PROBLEM TO WORK ON | The data below calls for an exact copy.

(Saved data entries)

════════════════════

PR #598, opened 2016-12-15
ceph-{ansible,installer}-rpm: fix mock group addition

ktdreyer:
When an ephemeral slave is first created, we have to add the jenkins-build UID to the `mock` group so that it can run mock.

The problem is that `usermod -a -G ...` will not affect the current login shell. When the ceph-*-rpm jobs run `usermod` for the first time, the jenkins-build UID obtains those group rights for any future jobs, but not the current job.

The result is that every time an ephemeral slave boots, it will fail its first ceph-*-rpm build job (and future ones succeed).

Call `newgrp` to refresh the mock group for this login shell, so that all mock operations succeed, including the first one on each slave.

### DIFF
--- a/ceph-ansible-rpm/build/build
+++ b/ceph-ansible-rpm/build/build
@@ -14,6 +14,7 @@ sudo yum -y install fedpkg
 
 # Add the Jenkins slave UID to the mock group.
 sudo usermod -a -G mock $(whoami)
+newgrp mock
 
 # Attempt the build. If it fails, print the mock logs to STDOUT.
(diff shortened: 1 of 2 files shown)


alfredodeza:
This might still not work for slaves that use JNLP. For reference, this might be useful to see:

https://github.com/ceph/ceph-build/commit/f9cc49aec026c2ae17b1db2603d262f5cb1c8a00

ktdreyer:
You're right, #epicfail

PR #601, opened 2016-12-16
ceph-{ansible,installer}-rpms: do not use sepia slaves or sg

andrewschoen:
Our slaves in sepia, which use JNLP, are having troubles building these repos. The first issue we found was that the ``jenkins-build`` user was not added to the ``mock`` group properly on these sepia slaves. The attempted solution to that was proposed in: https://github.com/ceph/ceph-build/pull/600

The solution from https://github.com/ceph/ceph-build/pull/600 worked in that the mock command was able to execute without permissions errors but the builds were failing to build the 'noarch' rpm.  Here's an example of one of those repos: https://1.chacra.ceph.com/r/ceph-installer/master/1cd19fb1217c4f1b2083d85f3d148375e4106eb6/centos/7/flavors/default/noarch/

Let's just use the OVH slaves which we know can build these rpms until we have some automated tests in place, then we can use those tests to verify changes in these build scripts are working correctly.

### DIFF
--- a/ceph-ansible-rpm/build/build
+++ b/ceph-ansible-rpm/build/build
@@ -14,9 +14,10 @@ sudo yum -y install fedpkg
 
 # Add the Jenkins slave UID to the mock group.
 sudo usermod -a -G mock $(whoami)
+newgrp mock
 
 # Attempt the build. If it fails, print the mock logs to STDOUT.
-sg mock -c "make rpm" || ( tail -n +1 {root,build}.log && exit 1 )
+make rpm || ( tail -n +1 {root,build}.log && exit 1 )
 
 # Chacra time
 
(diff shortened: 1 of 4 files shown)


ktdreyer:
My wild guess is that sg eats the exit code when "make rpm" fails.

alfredodeza:
we need to get to the bottom of this for a fix. I am sure we will hit issues with anything else that needs a group created on a JNLP slave

ktdreyer:
Does restarting the JNLP daemon fix it?

andrewschoen:
It might, but if we restart the JNLP daemon during a job the slave will lose connection with jenkins and the job would fail I think.

ktdreyer:
Oh, sure, I mean this would just be a one-time restart.

andrewschoen:
@ktdreyer maybe we should just add ``jenkins-build`` to the ``mock`` group in the ansible playbook that configures these slaves.

ktdreyer:
Agreed, I think that would be the best option, from what we know today

PR #602, opened 2016-12-19
Adds a nightly job that tests ceph-installer

andrewschoen:
This job is parametrized so that we can also run it manually or
trigger it easily from other jobs.


alfredodeza:
For nightlies I think we need to send some emails out when we see failures. Could you add those to this PR? If they aren't working or Jenkins needs additional configuration, lets get that done afterwards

════════════════════

OUTPUT BELOW |
PR #598, opened 2016-12-15
ceph-{ansible,installer}-rpm: fix mock group addition

ktdreyer:
When an ephemeral slave is first created, we have to add the jenkins-build UID to the `mock` group so that it can run mock.

The problem is that `usermod -a -G ...` will not affect the current login shell. When the ceph-*-rpm jobs run `usermod` for the first time, the jenkins-build UID obtains those group rights for any future jobs, but not the current job.

The result is that every time an ephemeral slave boots, it will fail its first ceph-*-rpm build job (and future ones succeed).

Call `newgrp` to refresh the mock group for this login shell, so that all mock operations succeed, including the first one on each slave.

### DIFF
--- a/ceph-ansible-rpm/build/build
+++ b/ceph-ansible-rpm/build/build
@@ -14,6 +14,7 @@ sudo yum -y install fedpkg
 
 # Add the Jenkins slave UID to the mock group.
 sudo usermod -a -G mock $(whoami)
+newgrp mock
 
 # Attempt the build. If it fails, print the mock logs to STDOUT.
(diff shortened: 1 of 2 files shown)


alfredodeza:
This might still not work for slaves that use JNLP. For reference, this might be useful to see:

https://github.com/ceph/ceph-build/commit/f9cc49aec026c2ae17b1db2603d262f5cb1c8a00

ktdreyer:
You're right, #epicfail

PR #601, opened 2016-12-16
ceph-{ansible,installer}-rpms: do not use sepia slaves or sg

andrewschoen:
Our slaves in sepia, which use JNLP, are having troubles building these repos. The first issue we found was that the ``jenkins-build`` user was not added to the ``mock`` group properly on these sepia slaves. The attempted solution to that was proposed in: https://github.com/ceph/ceph-build/pull/600

The solution from https://github.com/ceph/ceph-build/pull/600 worked in that the mock command was able to execute without permissions errors but the builds were failing to build the 'noarch' rpm.  Here's an example of one of those repos: https://1.chacra.ceph.com/r/ceph-installer/master/1cd19fb1217c4f1b2083d85f3d148375e4106eb6/centos/7/flavors/default/noarch/

Let's just use the OVH slaves which we know can build these rpms until we have some automated tests in place, then we can use those tests to verify changes in these build scripts are working correctly.

### DIFF
--- a/ceph-ansible-rpm/build/build
+++ b/ceph-ansible-rpm/build/build
@@ -14,9 +14,10 @@ sudo yum -y install fedpkg
 
 # Add the Jenkins slave UID to the mock group.
 sudo usermod -a -G mock $(whoami)
+newgrp mock
 
 # Attempt the build. If it fails, print the mock logs to STDOUT.
-sg mock -c "make rpm" || ( tail -n +1 {root,build}.log && exit 1 )
+make rpm || ( tail -n +1 {root,build}.log && exit 1 )
 
 # Chacra time
 
(diff shortened: 1 of 4 files shown)


ktdreyer:
My wild guess is that sg eats the exit code when "make rpm" fails.

alfredodeza:
we need to get to the bottom of this for a fix. I am sure we will hit issues with anything else that needs a group created on a JNLP slave

ktdreyer:
Does restarting the JNLP daemon fix it?

andrewschoen:
It might, but if we restart the JNLP daemon during a job the slave will lose connection with jenkins and the job would fail I think.

ktdreyer:
Oh, sure, I mean this would just be a one-time restart.

andrewschoen:
@ktdreyer maybe we should just add ``jenkins-build`` to the ``mock`` group in the ansible playbook that configures these slaves.

ktdreyer:
Agreed, I think that would be the best option, from what we know today

PR #602, opened 2016-12-19
Adds a nightly job that tests ceph-installer

andrewschoen:
This job is parametrized so that we can also run it manually or
trigger it easily from other jobs.


alfredodeza:
For nightlies I think we need to send some emails out when we see failures. Could you add those to this PR? If they aren't working or Jenkins needs additional configuration, lets get that done afterwards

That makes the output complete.